The ERG requested more information and revised analyses from the manufacturer around subgroups of people with PsA with and without skin involvement evidence from trials reported at 12 as well as 24 weeks and exclusion of the open-label portion of the M02-570 study from the evidence synthesis.

The Appraisal Committee discussed the evidence submitted by the manufacturer on the cost effectiveness of adalimumab compared with DMARDs etanercept and infliximab the ERG's critique of the original submission by the manufacturer the manufacturer's response to the clarifications requested by the ERG and the further analyses requested by the Institute. The Committee acknowledged the inclusion of the skin component in the economic modelling which had not been included in the modelling for the previous appraisal of technologies for the treatment PsA (National Institute for Health and Clinical Excellence [NICE] technology appraisal guidance 104).

The Committee discussed the methods used to derive the utilities in the base-case modelling and raised concerns that the PASI component has a very strong impact on utility function although the study that underpinned the regression analysis did not include many people with severe skin involvement. The Committee further noted that using an alternative source for the utility data (SF-6D) from the ADEPT study resulted in a substantially higher ICER for adalimumab (62360 pounds sterling per QALY gained) compared with DMARD than in the original base-case analysis (25991 pounds sterling per QALY gained).

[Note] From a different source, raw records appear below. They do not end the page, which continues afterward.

PR #1898, opened 2019-10-31
Remove "upload" and "register" commands.

pganssle:
## Summary of changes
The upload and register commands were deprecated over a year ago, in July 2018 (PR #1410, discussed in issue #1381). It is time to actively remove them in favor of twine.

I think the most controversial part of this might be that I've added `setuptools.errors`. It wasn't clear what the best error class to use would be. `distutils` will use `raise SystemExit` for a missing command; that didn't seem quite like the right thing to do, but I'm willing to be convinced otherwise.

CC @pypa/setuptools-developers @di 

### Pull Request Checklist
- [X] Changes have tests


docs/setuptools.txt
```diff
@@ -2087,16 +2087,8 @@ New in 41.5.0: Deprecated the test command.
...
-    <https://pypi.org/p/twine>`_
-
-The ``upload`` command is implemented and `documented
-<https://docs.python.org/3.1/distutils/uploading.html>`_
-in distutils.
-
-New in 20.1: Added keyring support.
-New in 40.0: Deprecated the upload command.
+The ``upload`` command was deprecated in version 40.0 and removed in version
+42.0. Use `twine <https://pypi.org/p/twine>`_ instead.
```
di: I think it'd be helpful to show folks exactly what command they should use instead here, something like "Instead of `python setup.py upload`, use `twine upload dist/*`"

jaraco: Agreed, except those commands aren't equivalent. `setup.py upload` would have no effect unless preceded with a `_dist` command... whereas `twine` requires rethinking your workflow (first run your `_dist` command or a `pep517` builder, then run twine on the output of that command). Do we really want to try to describe all those details, or leave it vague and let the user's rely on the twine docs? I lean toward the latter.

pganssle: Given how infrequently we update this documentation, I think a link is probably better than an explanation (especially since we actually already have an explanation on how to use `twine` earlier in this same document). I updated the documentation to point at the Python Packaging User Guide.

Sounds good?

di: I think that's a good compromise.

pganssle:
Oops, turns out that if you name your classes `UploadTest` instead of `TestUpload` it doesn't get detected by `pytest`. I guess that's why they were originally named `Test(Upload|Register)Test`...

Yet another time when I am appreciative that we include the tests in the coverage, and that we enforce diff coverage...

pganssle:
OK, merging this, which means that next release should be a breaking one!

In addition the Committee noted that the ICERs were particularly sensitive to the assumptions around HAQ progression and noted that the HAQ progression in the control arm of the model was based on people treated with palliative care although the modelled patients received DMARDs in the control arm of the manufacturer's model.

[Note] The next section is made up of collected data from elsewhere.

PR #1899, opened 2019-10-31
Error on warnings.

### LINKED ISSUE #1823: CI should fail on deprecation warnings

jaraco:
Fixes #1823


pytest.ini
```diff
@@ -6,5 +6,7 @@ flake8-ignore =
     setuptools/py*compat.py F811
 doctest_optionflags=ELLIPSIS ALLOW_UNICODE
 filterwarnings =
+	# Fail on warnings
+	error
 	# https://github.com/pypa/setuptools/issues/1823
 	ignore:bdist_wininst command is deprecated
```
hugovk: The file also uses spaces, should these tabs be spaces too?

jaraco: Yes, indentation should be consistent.

pytest.ini
```diff
@@ -6,5 +6,7 @@ flake8-ignore =
     setuptools/py*compat.py F811
 doctest_optionflags=ELLIPSIS ALLOW_UNICODE
 filterwarnings =
-	# https://github.com/pypa/setuptools/issues/1823
-	ignore:bdist_wininst command is deprecated
+    # Fail on warnings
+    error
+    # https://github.com/pypa/setuptools/issues/1823
+    ignore:bdist_wininst command is deprecated
```
webknjaz: Shouldn't this be something like 
```suggestion
    ignore:bdist_wininst command is deprecated:DeprecationWarning
```

jaraco: It works either way. It seems to me unnecessary to additionally specify `DeprecationWarning` unless we could imagine that a warning that's not a `DeprecationWarning` would be used to indicate "bdist_wininst command is deprecated" and that we would want to trap _that_ warning but not this one.

jaraco: Plus, this PR isn't concerned with that line; it's just getting reindented to follow the convention I use elsewhere.

jaraco:
I see this error on Python 2. I'm just going to suppress it.

```
___________________________________________________ TestExceptionSaver.test_sandbox_violation_raised_hiding_setuptools ___________________________________________________

self = <setuptools.tests.test_sandbox.TestExceptionSaver instance at 0x10c5f5560>
tmpdir = local('/private/var/folders/c6/v7hnmq453xb6p2dbz1gqc6rr0000gn/T/pytest-of-jaraco/pytest-30/test_sandbox_violation_raised_0')

    def test_sandbox_violation_raised_hiding_setuptools(self, tmpdir):
        """
        When in a sandbox with setuptools hidden, a SandboxViolation
        should reflect a proper exception and not be wrapped in
        an UnpickleableException.
        """
    
        def write_file():
            "Trigger a SandboxViolation by writing outside the sandbox"
            with open('/etc/foo', 'w'):
                pass
    
        with pytest.raises(setuptools.sandbox.SandboxViolation) as caught:
            with setuptools.sandbox.save_modules():
                setuptools.sandbox.hide_setuptools()
                with setuptools.sandbox.DirectorySandbox(str(tmpdir)):
>                   write_file()

setuptools/tests/test_sandbox.py:125: 
_ _ _ _ _ _ _ _ _ _ _ _ _ _ _ _ _ _ _ _ _ _ _ _ _ _ _ _ _ _ _ _ _ _ _ _ _ _ _ _ _ _ _ _ _ _ _ _ _ _ _ _ _ _ _ _ _ _ _ _ _ _ _ _ _ _ _ _ _ _ _ _ _ _ _ _ _ _ _ _ _ _ _ _ _ 
/System/Library/Frameworks/Python.framework/Versions/2.7/lib/python2.7/contextlib.py:35: in __exit__
    self.gen.throw(type, value, traceback)
setuptools/sandbox.py:166: in save_modules
    saved_exc.resume()
setuptools/sandbox.py:141: in resume
    six.reraise(type, exc, self._tb)
setuptools/sandbox.py:154: in save_modules
    yield saved
setuptools/tests/test_sandbox.py:125: in test_sandbox_violation_raised_hiding_setuptools
    write_file()
setuptools/tests/test_sandbox.py:118: in write_file
    with open('/etc/foo', 'w'):
setuptools/sandbox.py:418: in _open
    self._violation("open", path, mode, *args, **kw)
_ _ _ _ _ _ _ _ _ _ _ _ _ _ _ _ _ _ _ _ _ _ _ _ _ _ _ _ _ _ _ _ _ _ _ _ _ _ _ _ _ _ _ _ _ _ _ _ _ _ _ _ _ _ _ _ _ _ _ _ _ _ _ _ _ _ _ _ _ _ _ _ _ _ _ _ _ _ _ _ _ _ _ _ _ 

self = <setuptools.sandbox.DirectorySandbox instance at 0x10c5f5a70>, operation = 'open', args = ('/etc/foo', 'w'), kw = {}

    def _violation(self, operation, *args, **kw):
>       from setuptools.sandbox import SandboxViolation
E       RuntimeWarning: Parent module 'setuptools' not found while handling absolute import

setuptools/sandbox.py:406: RuntimeWarning
```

The Committee reflected on current NICE guidance for the use of anti-TNF-alpha agents (etanercept and infliximab) in the treatment of adults with PsA (NICE technology appraisal guidance 104). It agreed that because the acquisition costs for adalimumab and etanercept are identical it is reasonable to allow choice between adalimumab and etanercept based on individual circumstances. Consequently the Committee concluded that the decision regarding which anti-TNF-alpha agent is most appropriate for the treatment of adults with PsA should be made on a case-by-case basis by a specialist physician experienced in the diagnosis and treatment of PsA following full and informed discussion with the patient. Furthermore the Committee agreed that criteria for the use of adalimumab should be identical to the criteria listed in current NICE guidance for the use of etanercept in the treatment of adults with PsA (NICE technology appraisal guidance 104).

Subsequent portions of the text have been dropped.